Pencil Shopping for the Children

It is always lovely to leave the city and find yourself in the country.  Erlin showed us around his village, which was probably home to about 2000 locals, mostly farmers.  All the structures are extremely simply made with dried blocks of mud and straw with thatched roots.  There was no cement anywhere in the village, all the floors were packed mud, and the only furniture in side was a simple table.
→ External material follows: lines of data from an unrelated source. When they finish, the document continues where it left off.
PR #609, opened 2020-11-27
Feature/count states

arbulu89:
This PR implements some new logic to be able to parse the current deployment progress by blue-horizon.

Main implementations:
- `count_states.py` creation to count the planned salt states. It runs some `lowstate` options to get the planned states recursevely, and it prints to count
- Change where the salt formulas are installed. Now, they will be installed at the first salt execution (`os_setup`). Otherwise, we are not able to count the states, as the formulas must be present to render all of them.
- Add some meaningful and unique `prints` that are consumed later by blue-horizon to know the state of the progress.


salt/count_states.py
```diff
@@ -0,0 +1,86 @@
...
+    Main method
+    """
+    state_count = 0
+    for state in LOW_STATES:
+        state_count += run_lowstate(state_path=state)
+    for saltenv in SALTENVS:
+        cmd = LOWSTATE_CMD.format(saltenv=saltenv)
+        state_data = execute_command(cmd)
+        current_state_count = len(state_data["local"])
+        LOGGER.debug("States count: %d", current_state_count)
```
Simranpal, line 76: Should this not be "Executed states count:"

salt/count_states.py
```diff
@@ -0,0 +1,86 @@
...
+    cmd = LOWSTATE_SLS_CMD.format(state_path=state_path, saltenv=saltenv, pillar=pillar)
+    state_data = execute_command(cmd)
+    state_count += len(state_data["local"])
+    LOGGER.debug("States count: %d", state_count)
+    state_count += count_inner_states(saltenv, state_data)
+    return state_count
+
+def count_inner_states(saltenv, states):
+    """
+    Count inner states show_low_sls
```
Simranpal, line 50: This will count the states recursively, right? for each state which calls further states. I did not understand the check for `module`

salt/provision.sh
```diff
@@ -139,10 +139,18 @@ os_setup () {
     log_ok "os setup done"
 }
 
+count_states () {
+    # Run count_state.py to print the planned states count
```
Simranpal, line 143: how often/ where is this run from

salt/provision.sh
```diff
@@ -216,6 +225,9 @@ while getopts ":hsopdql:" opt; do
         s)
             excute_bootstrap_salt=1
             ;;
+        c)
+            excute_count_states=1
```
Simranpal, line 229: `excute/execute`

salt/provision.sh
```diff
@@ -248,12 +260,14 @@ fi
...
     bootstrap_salt
     os_setup
+    count_states
     predeploy
     deploy
     run_tests
 else
     [[ -n $excute_bootstrap_salt ]] && bootstrap_salt
     [[ -n $excute_os_setup ]] && os_setup
+    [[ -n $excute_count_states ]] && count_states
```
Simranpal, line 270: `excute/execute`

Simranpal (commented):
@arbulu89
The logic to count states is run periodically, to check the executed and planned states? and  is the state count from `prints `interpreted by blue-horizon somewhere else?
And it doesnt count the `os_setup` states?

I have some below comments:

salt/count_states.py
```diff
@@ -0,0 +1,86 @@
...
+    proc = subprocess.Popen(
+        shlex.split(cmd),
+        stdout=subprocess.PIPE, stdin=subprocess.PIPE, stderr=subprocess.PIPE)
+
+    out, err = proc.communicate()
+    return json.loads(out)
+
+def run_lowstate(state_path, saltenv="base", pillar={}):
+    """
+    Run low state
```
MalloZup, line 34: would be helpful here to add hint what is a "low" state because is not that something clear, is this a term coming from upstream?

salt/count_states.py
```diff
@@ -0,0 +1,86 @@
...
+            if len(state["state.sls"]) > 1:
+                pillar = state["state.sls"][1].get("pillar", {})
+            for mod in mods:
+                state_count += run_lowstate(state_path=mod, saltenv=saltenv, pillar=pillar)
+    return state_count
+
+
+def main():
+    """
+    Main method
```
MalloZup, line 67: I would appreciate here maybe a description on the main algorithm we use for counting the states and rationale.

like 
"""  using LOW_states ( description what is low_state) we count the state ... XXX blabla. describing technically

Benches were made out of the mud, and a few more chairs were overturned buckets.  There was no running water inside, and the cooking stove was simple clay.  The only indication of modern living was one bare lightbulb hanging in the ceilng.
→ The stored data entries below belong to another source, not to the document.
PR #610, opened 2020-12-03
Tuning dashboard new version

MalloZup:
Add new dashboard according expected layout

image

### DIFF
--- a/salt/monitoring_srv/grafana/dashboards/tuning.json
+++ b/salt/monitoring_srv/grafana/dashboards/tuning.json
@@ -16,7 +16,7 @@
   "gnetId": null,
   "graphTooltip": 0,
   "id": 6,
-  "iteration": 1606995630740,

As we were walking around, Garret took a turn at the plowing with a farmer, and I helped a woman do some hoeing in her plot.  It was hard work, so then it was time for some play.  Garret played futbol with lots of the guys, while I chatted the entire time with an inquisitive local about life in America.  Considering that Spanish is a second language for both of us, we did pretty well!  He wanted to know how much a car costs in the USA, how many children people have, and if most people have enough food to eat, among many other questions.

Garret Works in the FieldsThis is Way Harder Than it Looks!

Garret Works in the Fields

Harder than it looks

Harder than it looks

When it was well past dark, the futbol game finally had to end, and we went back to our hostess’ home for dinner.  I was a bit nervous about the whole meal thing, even though I had told the agency three times that we were vegetarian (which you must specify here means no meat, no chicken, no fish; otherwise “vegetarian” usually means just not beef).  I had imagined myself being served an entire cuy and wondering how I would get out of that awkward situation (guinea pig is not a pet in the Andes, it is a very sustainable food source and every kitchen has a population of them running around.  They love the warmth of the kitchen and won’t leave, even though they will inevitably be roasted in the clay oven).  However, when dinner was served it was a delicious soup with vegetables, potatoes and local cheese.  The guinea pigs had a few more hours of safety!

After dinner, there was singing, music and dancing.  It was too dark to take any pictures, but imagine about 15 of us in a room about 8 ft. by 15 ft, sipping fresh manzanilla tea (or the other local beverage of choice) clapping and watching one couple at a time dance in the middle of the room, listening to song after song in Qhechua.  Apparently like most music, their songs are about love lost and found.  Two of the guys there would end up being porters for our trip the next day, and one of them insisted that I dance with him. Garret also was dragged onto the “dance floor” with la duena, the woman whose home we were staying in.

In the morning we enjoyed a local breakfast which included plain boiled potatoes, a porridge cereal (made from ground corn, lima beans and a few other grains), roasted corn kernals (think very large cornnuts), a vegetable juice (mostly very sweetened lima beans) and… unfortunately… cuy.  Some felt a little guilty as they tried the new meat, mostly because of the two or three dozen that were running around the kitchen eating their morning grass and playing.  But it is a very long standing tradition in the mountains, and a food used for celebrating important occasions (birthdays, weddings, funerals, and company).  Luckily for me, there were lots of other food choices, and I was able to carbo-load quite nicely for our first day of hiking the Inca Trail, which we started mid-morning.